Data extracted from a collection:
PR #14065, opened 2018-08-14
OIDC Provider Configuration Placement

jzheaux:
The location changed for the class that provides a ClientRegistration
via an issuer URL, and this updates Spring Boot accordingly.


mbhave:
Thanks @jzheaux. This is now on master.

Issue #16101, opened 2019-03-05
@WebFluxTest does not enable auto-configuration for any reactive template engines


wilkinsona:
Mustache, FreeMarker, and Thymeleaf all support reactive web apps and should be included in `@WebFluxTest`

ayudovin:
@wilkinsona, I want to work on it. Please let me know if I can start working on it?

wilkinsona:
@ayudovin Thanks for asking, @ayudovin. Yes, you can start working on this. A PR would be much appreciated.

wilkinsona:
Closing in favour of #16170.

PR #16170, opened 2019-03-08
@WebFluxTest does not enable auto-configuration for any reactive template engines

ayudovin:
==
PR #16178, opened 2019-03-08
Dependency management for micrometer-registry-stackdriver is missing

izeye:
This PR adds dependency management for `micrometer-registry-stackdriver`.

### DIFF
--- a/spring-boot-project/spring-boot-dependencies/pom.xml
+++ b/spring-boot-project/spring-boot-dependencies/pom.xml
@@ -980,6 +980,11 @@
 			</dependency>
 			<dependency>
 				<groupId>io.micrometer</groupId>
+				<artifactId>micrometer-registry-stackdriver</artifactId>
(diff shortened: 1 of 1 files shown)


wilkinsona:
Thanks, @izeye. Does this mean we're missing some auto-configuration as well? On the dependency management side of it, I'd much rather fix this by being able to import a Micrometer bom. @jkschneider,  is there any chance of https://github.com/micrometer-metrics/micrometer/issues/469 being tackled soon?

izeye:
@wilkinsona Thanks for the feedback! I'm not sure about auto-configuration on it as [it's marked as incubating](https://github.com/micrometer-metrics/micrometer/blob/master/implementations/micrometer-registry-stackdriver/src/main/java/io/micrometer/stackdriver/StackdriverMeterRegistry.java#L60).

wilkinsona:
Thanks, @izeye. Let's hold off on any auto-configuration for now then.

### [TASK BRIEF]
Which lines of the data contain "jzheaux"? Copy them all.

### [TASK ANSWER]
jzheaux:
Thanks @jzheaux. This is now on master.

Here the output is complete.